Hello, what do footballers wear, Trikot oder Leibchen? Thank you.
Trikot. In some Austrian dialects "Leiberl" would be OK, but not in standard German. In standard German children or young women wear Leibchen. To say to an adult man he be wearing a Leibchen would almost be an insult.
Thank you Berndf, it's very interesting what you wrote about kids and girls. So a guy (no football player) wears a Trikot as well? thanks.
Well, where I live we wear bibs (AKA Leibchen) during training and warm-up footie sessions without feeling emasculated at all
But you wouldn't call them "Leibchen", would you?
The word "Trikot" is mainly used for sports clothing.
Fußballspieler tragen Trikots. Leibchen kann man hier nicht benutzen.
Das Wort Leibchen ist im Hochdeutschen ohnehin veraltet und wird quasi gar nicht mehr verwendet.
My point was that players wear both , Leibchen usually on top of Trikots. They are not worn as official parts of the uniform.
Now I see what you mean. Valid and accepted. This is what Kurtchen is referring to.
I was and still am under the impression that the question was concerned with the southern use of Leibchen which means T-shirt.
One small correction concerning the stylistic level of Austrian "Leiberl": I guess it is safe to say that in Austrian German "Leiberl" indeed is standard language.
What a football player wears here in Austria either is a Trikot or a Leiberl - never a Leibchen.

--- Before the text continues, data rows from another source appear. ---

PR #512, opened 2020-01-23
Move ConvertToPush method to pubsub.go

### LINKED ISSUE #497: CloudPubSubSource should use PushCompatible mode
**Problem**
CloudPubSubSource should be configured to send events in PushCompatible mode. 
Here is an example of a PubSub push message, which we should include as part of the CE data

```json
{
   "message": {
      "attributes": {
         "[KEY1]" : "[VALUE1]",
         "[KEY2]" : "[VALUE2]",
         …
      },
      "data" : "[DATA]",
      "messageId" : "[MESSAGE_ID]",
      "publishTime" : "[PUBLISH_TIME]"
   },
   "subscription": "[SUBSCRIPTION_ID]"
}

```

Developer

**Exit Criteria**
CloudPubSubSource emits CloudEvents with Push format

**Time Estimate (optional):** 
2 days

Currently there is a ConvertToPush method within pkg/adapter/push that does that. The problem is that the code goes through the pubsub converter first, which promotes attributes to extensions, and then performs this latter conversion to Push. During the first conversion, we might be missing attributes, as they might not be valid extensions. 
Given that CloudPubSubSource is the only one that currently supports Push, we can move the push.go code up to the pubsub.go converter, and do the appropriate changes there...
If users want the Pull format, they can simply use the PullSubscription.

nlopezgi:
Fixes #497

## Proposed Changes

- Following suggestion in #497 moving the ConvertToPush up to pubsub.go, making it possible for attributes that are not valid extensions to be preserved as part of conversion to Push

Details:
- Most code migrated from push.go to pubsub.go
- if Push mode, converter sets content type to "application/json" in order for convertToPush to decode message.
- All attrs that are part of the message (i.e., no valid extension filtering) are passed to convertToPush
- migrated tests from push_test.go to pubsub.go +
- added test that validates convert calls convertToPush appropriately. Note that message Data has to be passed with quotations for decoding to properly work.


pkg/pubsub/adapter/converters/pubsub.go
```diff
@@ -58,5 +62,74 @@ func convertPubSub(ctx context.Context, msg *cepubsub.Message, sendMode ModeType
 			}
 		}
 	}
+	// If send mode is Push, convert to Pub/Sub Push payload style.
+	if sendMode == Push {
+		// set the content type to something that can be handled by codec.go
+		event.SetDataContentType("application/json")
```
nachocano: use cloudevents.ApplicationJSON

pkg/pubsub/adapter/converters/pubsub.go
```diff
@@ -58,5 +62,74 @@ func convertPubSub(ctx context.Context, msg *cepubsub.Message, sendMode ModeType
...
+	// server for Messages obtained from a subscription.
+	// This field is read-only.
+	PublishTime time.Time `json:"publish_time,omitempty"`
+}
+
+// convertToPush convert an event to a Pub/Sub style Push payload.
+func convertToPush(ctx context.Context, event cloudevents.Event, attrs map[string]string) cloudevents.Event {
+	logger := logging.FromContext(ctx).With(zap.Any("event.id", event.ID()))
+
+	tx := pubsubcontext.TransportContextFrom(ctx)
```
nachocano: some of this things are already done in the calling code... 
I think we should try to do all the common stuff at the beginning, such as creating the event with the spec version, id, time, etc... and then have an if the sendMode is push... you set up the content type and the proper event.Data with this push payload.... if it's not push, then we promote the msg.Attributes to extensions, if they are valid...
does it make sense?

pkg/pubsub/adapter/converters/pubsub.go
```diff
@@ -58,5 +62,74 @@ func convertPubSub(ctx context.Context, msg *cepubsub.Message, sendMode ModeType
 			}
 		}
 	}
+	// If send mode is Push, convert to Pub/Sub Push payload style.
+	if sendMode == Push {
```
nachocano: this if should have the else clause, where you would have the msg.Attributes promoted to extensions as in the above lines... only promote attributes to extensions if it's not push...

nlopezgi: done, note as I mentioned below, tests used to check the event had the extensions as well in Push mode.

pkg/pubsub/adapter/converters/pubsub.go
nlopezgi: done

pkg/pubsub/adapter/converters/pubsub.go
nlopezgi: done. Note tests used to check the Push event also had the extensions, but probably not necessary to have them there.

nachocano: yeah, I think that was wrong... If we send push format, we shouldn't be promoting attributes to extensions also..

pkg/pubsub/adapter/converters/pubsub.go
```diff
@@ -57,6 +89,35 @@ func convertPubSub(ctx context.Context, msg *cepubsub.Message, sendMode ModeType
 				event.SetExtension(k, v)
 			}
 		}
+
 	}
 	return &event, nil
 }
+
+// pushMessage represents the format Pub/Sub uses to push events.
+type pushMessage struct {
```
nachocano: thanks for making it private!

nachocano:
/lgtm
/approve

Thanks @nlopezgi !!!

nachocano:
@nlopezgi can you cherry-pick it to release-0.12 branch... We will need this there, together with a follow up that I'll start now

nlopezgi:
> release-0.12 branch

Created https://github.com/google/knative-gcp/pull/520 to cherry pick change into release-0.12

PR #521, opened 2020-01-24
CloudPubSubSource to Push mode

nachocano:
Follow up from https://github.com/google/knative-gcp/pull/512

## Proposed Changes

- Setting the CloudPubSubSource to always emit Push-compatible format. If users want Pull format, then they should use PullSubscription.
- Adding a PullSubscriptionArgs struct, otherwise the method signature was getting to cumbersome.
- Updating docs

**Release Note**

```release-note
CloudPubSubSource now emits Push-based format events. If users want to keep on consuming Pull-based format, they should use PullSubscription. 
```


nachocano:
flaky CAL source

/test pull-google-knative-gcp-integration-tests

PR #537, opened 2020-02-05
adding CheckImmutableFields for CloudStorageSource

### LINKED ISSUE #207: #Bug Updating the event types of an GCS importer doesn't work and is not immutable
Create a GCS importer with just the "finalize" event type.
Then edit it to add "metadataupdate". Webhook accepts it and the object is ready.
However, gsutil notification list <bucketurl> doesn't show the new type. (also old ones stay forever, but I believe there is another bug tracking it).

I haven't tested for other fields. 

Expected behavior:
Either make the field immutable, or reconcile (ideal) it.

nlopezgi:
Fixes #207

## Proposed Changes

- Add checks for immutable fields in CloudStorageSource
- Modification of EventType, Bucket, ObjectNamePrefix and PayloadFormat, Secret, PubSubSecret and Project are not allowed
- Add UTs

### DIFF
--- a/pkg/apis/events/v1alpha1/cloudstoragesource_validation.go
+++ b/pkg/apis/events/v1alpha1/cloudstoragesource_validation.go
@@ -23,6 +23,9 @@ import (
 	"k8s.io/apimachinery/pkg/api/equality"
 	"knative.dev/pkg/apis"
 	duckv1 "knative.dev/pkg/apis/duck/v1"
+
+	"github.com/google/go-cmp/cmp"
+	"github.com/google/go-cmp/cmp/cmpopts"
 )
 
 func (current *CloudStorageSource) Validate(ctx context.Context) *apis.FieldError {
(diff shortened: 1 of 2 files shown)


pkg/apis/events/v1alpha1/cloudstoragesource_validation.go
```diff
@@ -73,3 +76,20 @@ func validateSecret(secret *corev1.SecretKeySelector) *apis.FieldError {
...
 }
+
+func (current *CloudStorageSource) CheckImmutableFields(ctx context.Context, original *CloudStorageSource) *apis.FieldError {
+	if original == nil {
+		return nil
+	}
+	// Modification of EventType, Secret, PubSubSecret, and Project are not allowed. Everything else is mutable.
+	if diff := cmp.Diff(original.Spec, current.Spec,
+		cmpopts.IgnoreFields(CloudStorageSourceSpec{},
+			"Sink", "CloudEventOverrides", "ServiceAccountName", "Bucket", "ObjectNamePrefix", "PayloadFormat")); diff != "" {
```
nachocano: let's do Bucket, ObjectNamePrefix and PayloadFormat also immutable...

Both Trikot and Leiberl are also used in mass media (quality newspapes included).
Österreichisches Wörterbuch (öbv&hpt) which usually is rather 'conservative' marking stylistic level (that is, some words are marked 'colloquial' which really are standard language) also does not give any colloquial or dialectal value for Leiberl - it is standard language as far as ÖWB is concerned.